Leider bestätigte sich meine Verdachtsdiagnose, zudem bestand eine frische HIV-Infektion. Fünf Monate zuvor war der Patient bei uns noch negativ auf HIV getestet worden. Wir behandelten die Lues-Infektion und überwiesen den Patienten an ein infektiologisches Schwerpunktzentrum. Er wird antiviral behandelt und die Viruslast ist bereits drei Monate nach Therapiebeginn unter der Nachweisgrenze.
Dieser Fall hat mich auch deshalb sehr beschäftigt, weil ich den Patienten fünf Monate vor diesem Ereignis wegen einer Gonokokken-Infektion behandelt und auf die Möglichkeit einer HIV-Prophylaxe mittels PrEP aufmerksam gemacht hatte.
Diese lehnte er ab – er lebe noch zu Hause und seine strenggläubigen Eltern wüssten nicht von seiner sexuellen Orientierung. Er war sehr besorgt, dass die Eltern die Medikamente entdecken und ihn aus der Familie verstoßen würden.
Dr. med. Armin Wunder, Facharzt für Allgemeinmedizin, Kompetenzzentrum Weiterbildung Hessen, Institut für Allgemeinmedizin der Goethe-Universität Frankfurt
Das sagt die Spezialistin
Im dem geschilderten Fall hat der Kollege aus der hausärztlichen Praxis alles richtig gemacht. Warum kam es bei seinem Patienten dennoch zu einer HIV-Infektion?
Die entscheidende und leider fatale Weiche stellte der Patient selbst, als er sich wegen seiner Gonokokken-Infektion in der Praxis aufhielt. Die durchgeführte Sexualanamnese ergab ein hohes HIV-Infektionsrisiko und damit leitliniengemäß die Indikation für eine PrEP. In Deutschland wird derzeit die orale PrEP mit dem Kombinationspräparat Tenofovir/Emtricitabin empfohlen (www.daignet.de).
Die gesetzlichen Krankenkassen übernehmen die Kosten für das Medikament ebenso wie für die regelmäßigen Laboruntersuchungen im Verlauf der PrEP. Leider hat sich der junge Mann gegen eine PrEP entschieden, weil er Sorge hatte, seine Eltern könnten das Medikament und damit auch seine Homosexualität entdecken.
Diese enorme Angst vor der Offenlegung der sexuellen Orientierung im familiären Umfeld und einer damit verbundenen Ausgrenzung gibt es leider auch heute noch und sie kann wie im vorliegenden Fall tatsächlich eine erfolgreiche HIV-Prävention verhindern.

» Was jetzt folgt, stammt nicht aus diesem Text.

PR #2576, opened 2015-01-05
Allow explicitly excluding paths from versioning

csabapalfi:
First of all versioning is super useful. Thanks!

I'd like the ability to exclude certain array paths though. If elements in an array are only ever soft-deleted or properties updated one-by-one there's no point in including it in versioning and can result in false positive ```VersionError```s on concurrent updates.

Suggested syntax: 
```js
schema.set('notVersionedPaths',['safeArrayPath']);
```

Happy to contribute this with whatever other syntax/naming you prefer. 

What do you think? Are you interested in something like this?

### DIFF
--- a/lib/model.js
+++ b/lib/model.js
@@ -287,9 +287,9 @@ function operand (self, where, delta, data, val, op) {
   // disabled versioning?
   if (false === self.schema.options.versionKey) return;
 
-  // path excluded from versioning
-  var notVersionedPaths = self.schema.options.notVersionedPaths;
-  if (notVersionedPaths && notVersionedPaths.indexOf(data.path) >= 0) return;
+  // path excluded from versioning?
+  var skipVersioning = self.schema.options.skipVersioning;
+  if (skipVersioning && skipVersioning[data.path]) return;
 
   // already marked for versioning?
   if (VERSION_ALL === (VERSION_ALL & self.$__.version)) return;
--- a/lib/model.js
+++ b/lib/model.js
@@ -287,6 +287,10 @@ function operand (self, where, delta, data, val, op) {
   // disabled versioning?
   if (false === self.schema.options.versionKey) return;
 
+  // path excluded from versioning
+  var notVersionedPaths = self.schema.options.notVersionedPaths;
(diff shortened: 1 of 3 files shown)


csabapalfi:
Trying to add a test now :)

csabapalfi:
I just realized that what's causing our problems is that push is considered a dangerous operation, incrementing the version even if position wasn't specified. Another potenatial change is to update to code to check if push is actually changing Array position by looking at if the position argument was specified.

lib/model.js
```diff
@@ -287,6 +287,10 @@ function operand (self, where, delta, data, val, op) {
   // disabled versioning?
   if (false === self.schema.options.versionKey) return;
 
+  // path excluded from versioning
+  var notVersionedPaths = self.schema.options.notVersionedPaths;
+  if (notVersionedPaths && notVersionedPaths.indexOf(data.path) >= 0) return;
```
vkarpov15: IMO `notVersionedPaths` should be stored as a map, no sense in storing it as an array if you only use it for lookups

csabapalfi:
Makes sense, let me update my patch. I assume you mean something like this:
```schema.set('skipVersioning', { safeArrayPath: true });```

Also changed the config key name to skipVersioning as it seems bit more readable like that.

vkarpov15:
I like this idea, but you should add tests.

Also, I'm not entirely sure about whether push() should cause a version increment in all cases. It definitely should cause a version increment if $position is specified as you mentioned, as well as $slice and $sort, but I haven't been able to quite convince myself that its safe if none of those are specified. Do you have a good argument why it shouldn't increment the version if $position, $slice, and $sort aren't used?

csabapalfi:
The main argument I have is that we're confident it's not changing array positions in that case so we should allow concurrent updates (as they're safe). I think mongoose should not force you to handle VersionErrors when the updates would not cause problems.

csabapalfi:
Maybe I'm missing something but I assume safe === no array positions are changed.

Also skipVersioning should do the job for now for my use-case :)

csabapalfi:
Tests added and now the option called `skipVersioning` and it's a map.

Dem Patienten hätte in seiner Situation vielleicht eine langwirksame PrEP weitergeholfen, die i.m. verabreicht werden kann.
Eine solche Möglichkeit bietet jetzt der Integrasehemmer Cabotegravir, ein HIV-Medikament, das über einen Zeitraum von zwei Monaten effektive Wirkspiegel aufrechterhalten kann. In den USA steht die Substanz bereits zur HIV-Präexpositionsprophylaxe zur Verfügung (Studien HPTN083 & HPTN084). In Europa läuft derzeit noch die Prüfung auf eine entsprechende Zulassung.
Bei der erneuten Vorstellung des Patienten wurde, wie bereits fünf Monate zuvor, eine STI diagnostiziert – diesmal eine Lues-Infektion. Folgerichtig hat der Hausarzt dem Patienten daraufhin auch einen HIV-Test angeboten, denn STI gehören zu den Indikatorerkrankungen für HIV (siehe Tabelle unten).